Twenty-five years later, Callender is so good at undertaking he’s won awards for it, and his DIY ethos is helping to upend an industry dominated by multinationals. He’s also just released a poignant memoir called What Remains? Life, Death and the Human Art of Undertaking.
I spoke to Callender to get a handle on his mission and what he’s learned about death.
VICE: Hi Ru. What’s so bad about the mainstream funeral industry today?
Ru Callender: It’s become such a multinational business, with huge players going up against small, independent, family funeral directors. A lot of the independents are just being gunned out by sheer financial pressure. Then there is the worrying trend of pushing people towards direct cremation, which has got masses of money behind it, with rolling ads on TV. It’s everywhere, and an existential threat, I think, to those of us who still prioritize the ceremony.
I’ve always worked in a two-person team, for 20 years with my ex-wife, and now with another person. With the larger organizations, the more people you have, the more disjointed it gets, and the more the family suffer. The massive corporations have what’s called a “body hub,” which is a kind of Amazon warehouse for corpses, serving a ring of branches around it.
You’re looking after people as parcels, really. It’s dehumanizing.
That sounds far from utopian. What are the three big things you’ve learned about death?
It can be gentler than we fear. Yet a lot of deaths are difficult.
Dying is a thing we do, not something that happens to us. Some people die either in distress—or what appears outwardly to be stress. The labored breathing that sounds so ragged and awful to those at the bedside is often much less distressing for the person dying. Don’t mistake your own pain and upset for what you’re witnessing.
Another thing is that it’s almost impossible to realize how gobsmacked you will be when someone you love dies. Even if it’s expected, even if there is a long trajectory of illness and everyone has been attending the dying person throughout, the actual moment when life turns to death is uniquely mind-blowing. The head knows the truth, but the heart is often in denial.
It can happen to anyone, at any time. This is so obvious, and we survive by damping this knowledge down, but death does not honor our ages. What [American poet and undertaker] Thomas Lynch described as “The everyday lapses of caution that do us in” can hit anyone.
Do you get people coming up to you all the time, saying they want you to bury them?
People often say they want me to do their funeral, and I have to tell them there’s no guarantee they’ll predecease me. I’ve developed a superstition. If someone asks me to do their funeral, and they are hale and hearty and of a comparable age, it shaves ten minutes off my life.

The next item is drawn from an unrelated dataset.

PR #14716, opened 2026-08-09
🚦 ci: Reduce GitHub Actions Runner Pressure

berry-13:
## Summary

PR workflows can currently request more GitHub-hosted runners than the account can schedule. The brief measured about 38 `ubuntu-latest` jobs, close to the 20-40 job account ceiling, while obsolete runs from repeated pushes remain active because nine PR workflows lacked cancellation.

Do you ever worry about people seeing you as kind of ‘disrupting death,’ in the same way people these days always seem to call themselves ‘disruptors’ when they bring a new approach into an established industry?

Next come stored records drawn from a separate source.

PR #14221, opened 2026-07-12
fix: improve screenshot sharpness on low-DPI displays

NoahDragon:
fix(client): improve screenshot sharpness on low-DPI displays

By default, the `html-to-image` library uses `window.devicePixelRatio` to scale the generated canvas. On standard 1x displays or under low zoom levels, this results in a low-resolution screenshot (matching the element's CSS dimensions). When shared, printed, or viewed on high-DPI screens, the PNGs appear blurry.

This commit forces `html-to-image` to render screenshots with a minimum pixel ratio of 3 by setting the `pixelRatio` property. This ensures that the exported PNGs are always high-resolution and sharp.

# Pull Request Template

⚠️ Before Submitting a PR, Please Review:
- Please ensure that you have thoroughly read and understood the [Contributing Docs](https://github.com/danny-avila/LibreChat/blob/main/.github/CONTRIBUTING.md) before submitting your Pull Request.

⚠️ Documentation Updates Notice:
- Kindly note that documentation updates are managed in this repository: [librechat.ai](https://github.com/LibreChat-AI/librechat.ai)

## Summary

This PR resolves the issue where exported PNG conversation screenshots appear blurry or pixelated when exported from standard-DPI screens or under low zoom conditions.

## Change Type

Please delete any irrelevant options.

- [x] Bug fix (non-breaking change which fixes an issue)

## Testing

1. Export a conversation screenshot on a standard DPI screen (or simulate by setting browser zoom to 100% or less).
2. Check the dimensions of the downloaded PNG; it should be 3 times the CSS size of the captured element.
3. Open the image on a high-DPI device or zoom in; the text should remain crisp.

## Checklist

Please delete any irrelevant options.

- [x] My code adheres to this project's style guidelines
- [x] I have performed a self-review of my own code
- [x] My changes do not introduce new warnings
- [x] Local unit tests pass with my changes

PR #536, opened 2023-06-18
#531: Create container.yml: build and push docker image upon tagging

jinzishuai:
﻿Please include a summary of the changes and the related issue. Please also include relevant motivation and context. List any dependencies that are required for this change.

## Type of change

Please delete options that are not relevant.

- [ ] Bug fix (non-breaking change which fixes an issue)
- [x] New feature (non-breaking change which adds functionality)
- [ ] Breaking change (fix or feature that would cause existing functionality to not work as expected)
- [ ] This change requires a documentation update
- [ ] Documentation update  
  

## How Has This Been Tested?

Please describe the tests that you ran to verify your changes. Provide instructions so we can reproduce. Please also list any relevant details for your test configuration:
##

##

## Checklist:

- [ ] My code follows the style guidelines of this project
- [x] I have performed a self-review of my code
- [x] I have commented my code, particularly in hard-to-understand areas
- [x] I have made corresponding changes to the documentation
- [x] My changes generate no new warnings
- [ ] I have added tests that prove my fix is effective or that my feature works
- [x] New and existing unit tests pass locally with my changes
- [ ] Any dependent changes have been merged and published in downstream modules

PR #14733, opened 2026-08-10
📸 fix: Guard Screenshot Export Against Main-Thread Freezes

danny-avila:
## Summary

Export-as-screenshot can freeze the tab on large conversations. `html-to-image`'s `toCanvas` runs on the main thread over the entire message tree: it deep-clones every DOM node (~340 computed styles each), rasterizes one giant SVG, then synchronously PNG-encodes a canvas that reached ~28 MP on a real conversation (2720×10348). Screenshot was also the **default** export type, so users hit this path by accident. Reported internally by Dustin Healy; known unfixed bug class in `html-to-image` 1.11.11 (upstream issues #536/#544/#542/#347, reportedly worse on Chrome 138+).

The capture path also had two aggravating defects beyond the library itself:
- A "crop" step that copied the full canvas 1:1 into a second identically-sized canvas (hardcoded 0/0/full-width/full-height) — a no-op that doubled peak memory (~112 MB extra at 28 MP).
- `toDataURL('image/png', 1)` — a second synchronous main-thread encode producing a multi-MB base64 string, which `downloadjs` then decoded right back into bytes (the `1` quality arg is meaningless for PNG).

### Changes

**`ScreenshotContext.tsx`**
- **Size guard**: effective `pixelRatio` is clamped so the output canvas stays ≤ ~16.7 MP (4096², the conservative cross-browser canvas-area limit) and ≤ 32767 px per edge (Chromium/Firefox hard cap, beyond which drawing silently yields a blank canvas). Small conversations are unaffected (ratio stays at `devicePixelRatio`); long ones degrade resolution gracefully instead of freezing.
- **Hard limits**: if a legible capture is impossible (`pixelRatio` would fall below 0.5) or the subtree exceeds 50k elements (bounds the synchronous clone/style-copy work), capture aborts with a typed `ScreenshotLimitError`.
- **Removed the no-op crop copy** — the `toCanvas` result is encoded directly.
- **`toDataURL` → `toBlob`**: async encode, no base64 round-trip; `downloadjs` accepts the Blob directly. Encode failures (e.g. Safari returning `null` on an oversized canvas) now throw instead of silently downloading a broken image.

**`ExportModal.tsx`**
- Default export type is now **markdown** (lossless for message content, O(text) cost); screenshot remains available but moved to the bottom of the list. This also fixes the "Include endpoint options" checkbox initializing checked-but-unsupported for the screenshot default.
- Removed dead `webpage` type references (never in `TYPE_OPTIONS`, no handler).

**`useExportConversation.ts`**
- Screenshot failures now surface a localized error toast (specific message for the too-large case) instead of failing silently in the console.

### Notes
- #14221 (force `pixelRatio ≥ 3`) conflicts with this fix: it would multiply output pixels 2.25× on dpr-2 displays and 9× on dpr-1 displays on this same code path. It should be reworked on top of the clamp (e.g. allow upscaling only when the capture area is small) or closed.
- Playwright e2e coverage for the export flows lands in a follow-up commit on this PR; react-scan/perf measurements of all export types will be posted here as a comment.

## Change Type

## Testing

- `npx tsc --noEmit` (client): no errors in changed files (3 pre-existing environmental errors in unrelated `Files/` components).
- `npx eslint` + `prettier --check` on changed files: clean; lint-staged pre-commit hooks passed.
- `npx jest ExportAndShareMenu` (client): 2/2 pass.
- Playwright e2e specs for export flows (default type, all five formats, oversized-conversation guard) added on this branch — run in CI (`playwright-mock.yml`).

### **Test Configuration**:
- Node v24.16.0, mock-LLM e2e harness (`e2e/playwright.config.mock.ts`)

## Checklist

### DIFF
--- a/client/src/components/Chat/Messages/MessagesView.tsx
+++ b/client/src/components/Chat/Messages/MessagesView.tsx
@@ -143,7 +143,7 @@ function MessagesViewContent({
                 </div>
               ) : (
                 <>
-                  <div ref={screenshotTargetRef}>
+                  <div ref={screenshotTargetRef} data-testid="screenshot-target">
                     <MultiMessage
                       messagesTree={_messagesTree}
                       messageId={conversationId ?? null}
--- a/client/src/components/Nav/ExportConversation/ExportModal.tsx
+++ b/client/src/components/Nav/ExportConversation/ExportModal.tsx
@@ -14,12 +14,14 @@ import { useLocalize, useExportConversation } from '~/hooks';
 import { normalizeExportFilename } from '~/utils';
 
 const TYPE_OPTIONS = [
-  { value: 'screenshot', label: 'screenshot (.png)' },
-  { value: 'text', label: 'text (.txt)' },
   { value: 'markdown', label: 'markdown (.md)' },
+  { value: 'text', label: 'text (.txt)' },
   { value: 'json', label: 'json (.json)' },
   { value: 'csv', label: 'csv (.csv)' },
+  { value: 'screenshot', label: 'screenshot (.png)' },
 ];
+
+const DEFAULT_TYPE = 'markdown';
 
 export default function ExportModal({
   open,
@@ -37,7 +39,7 @@ export default function ExportModal({
   const localize = useLocalize();
 
   const [filename, setFileName] = useState('');
-  const [type, setType] = useState<string>('screenshot');
+  const [type, setType] = useState<string>(DEFAULT_TYPE);
 
   const [includeOptions, setIncludeOptions] = useState<boolean | 'indeterminate'>(true);
   const [exportBranches, setExportBranches] = useState<boolean | 'indeterminate'>(false);
@@ -51,24 +53,21 @@ export default function ExportModal({
 
   useEffect(() => {
     setFileName(filenamify(String(conversation?.title ?? 'file')));
-    setType('screenshot');
+    setType(DEFAULT_TYPE);
     setIncludeOptions(true);
     setExportBranches(false);
     setRecursive(true);
   }, [conversation?.title, open]);
 
   const handleTypeChange = useCallback((newType: string) => {
-    const branches = newType === 'json' || newType === 'csv' || newType === 'webpage';
+    const branches = newType === 'json' || newType === 'csv';
     const options = newType !== 'csv' && newType !== 'screenshot';
     setExportBranches(branches);
     setIncludeOptions(options);
     setType(newType);
   }, []);
 
-  const exportBranchesSupport = useMemo(
-    () => type === 'json' || type === 'csv' || type === 'webpage',
-    [type],
-  );
+  const exportBranchesSupport = useMemo(() => type === 'json' || type === 'csv', [type]);
   const exportOptionsSupport = useMemo(() => type !== 'csv' && type !== 'screenshot', [type]);
 
   const { exportConversation } = useExportConversation({
--- a/client/src/hooks/Conversations/useExportConversation.ts
+++ b/client/src/hooks/Conversations/useExportConversation.ts
@@ -2,11 +2,13 @@ import { useCallback } from 'react';
 import download from 'downloadjs';
 import { useParams } from 'react-router-dom';
 import exportFromJSON from 'export-from-json';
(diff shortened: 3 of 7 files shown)


danny-avila:
## Performance measurements (react-scan + long-task instrumentation)

**Setup**: local dev build (vite), headless Chromium 1360×900 @ `deviceScaleFactor: 2`, driven by Playwright. Instrumentation: react-scan 0.5.7 injected before React, a React DevTools `onCommitFiberRoot` wrapper for commit counts/times, and a `PerformanceObserver('longtask')`. Fixtures seeded directly into MongoDB. *Blocked* = Σ(long task − 50 ms) during the action; *commits* = React commits in the window. Numbers are for relative comparison (desktop-class CPU; the field reports came from weaker/loaded machines).

| Fixture | CSS size (px) | Elements |
|---|---|---|
| small | 992 × 608 | 240 |
| large | 992 × 7,963 | 940 |
| medium | 992 × 15,925 | 1,880 |
| oversized | 992 × 174,283 | 7,120 |

### All export types on this branch (fixed code)

| Export | small | medium | oversized |
|---|---|---|---|
| markdown | 44 ms, 823 B | 37 ms, 25 KB | 47 ms, 328 KB |
| text | 33 ms, 872 B | 34 ms, 25 KB | 35 ms, 328 KB |
| json | 101 ms, 3 KB | 97 ms, 41 KB | 115 ms, 366 KB |
| csv | 32 ms, 1.3 KB | 35 ms, 30 KB | 52 ms, 337 KB |
| screenshot | 540 ms, 150 KB | 3.15 s, 1.96 MB | **toast in 0.53 s** |

Every non-screenshot export ran with **0 React re-renders and 0 long tasks** on all fixtures, including the 174k-px one — the new markdown default is effectively free at any conversation size. Export work is entirely non-React main-thread (clone → rasterize → encode), which is why the freeze never showed up in render profiling.

### Screenshot A/B: `dev` (old) vs this branch (new)

| Fixture | old wall / blocked | new wall / blocked | old output | new output |
|---|---|---|---|---|
| small | 516 ms / 218 ms | 555 ms / 230 ms | 150 KB (identical) | 150 KB |
| large | 1.80 s / 1.42 s | 1.65 s / 1.22 s | 2.35 MB (31.6 MP) | 1.48 MB (16.8 MP) |
| medium | 3.25 s / 2.76 s (max task 1.74 s) | 3.14 s / 2.59 s (max task 1.69 s) | 1.96 MB | 1.96 MB |
| oversized | **10.4 s frozen** (single 5.3 s stall), 271 KB **93 px-wide illegible strip** | **toast in 0.53 s**, 17 ms blocked, UI responsive | broken | n/a (guard) |

Notes:
- **small**: guard inactive (area under cap) — byte-identical output, no regression.
- **large** (the uncapped 30 MP zone that matches the field report's 28 MP capture): clamp cuts pixels ~47% and blocked time ~14% on this fast machine; the gap widens on slower hardware since encode scales with pixels.
- **medium**: old and new converge because html-to-image internally caps any canvas edge at 16,384 px — at this height that cap lands near our area clamp. The new path still avoids the full-canvas no-op copy and the sync base64 encode.
- **oversized**: the old code's 10 s freeze ends in a *worthless artifact* — the 16,384 px edge cap crushes the width to 93 px. The guard converts that into an instant, actionable error (8 commits ≈ the toast render).

### react-scan caveats & incidental findings
- react-scan 0.5.7's `auto.global.js` discards its public exports (`}({})`) and `ReactScanInternals.onRender` never fired in this app even when attached, so render counts above come from the DevTools commit hook (the same source react-scan wraps). Its overlay added ~10% wall overhead when active; export rows were measured after settling.
- **Pre-existing, separate issue**: opening the export menu/modal on long conversations intermittently triggered a ~15–20 s main-thread storm (back-to-back ~500 ms tasks) in dev builds — reproduced **with and without** react-scan, but not on every run under identical steps. Not caused or affected by this PR's diff (it precedes the modal's own code). Deserves its own profiling pass.
- Modal open itself is light React-wise: 20–35 commits, 20–40 ms total, on every fixture.

danny-avila:
@codex review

If only there was a chance that I or anyone else could disrupt death. But as for disrupting the death industry, I’ve been doing my stubborn best to do that for 25 years. It needs it, it needs the corporate mindset changed. I aspire to anarchism, the great disruptor, and in my dreams, all funerals would be conducted by a tight two-person team from start to finish.
What would be your perfect funeral—as in, your own funeral?
I had strong feelings about how I saw my own funeral for many years, but recently I’ve started to follow my own advice and leave it up to my family to decide.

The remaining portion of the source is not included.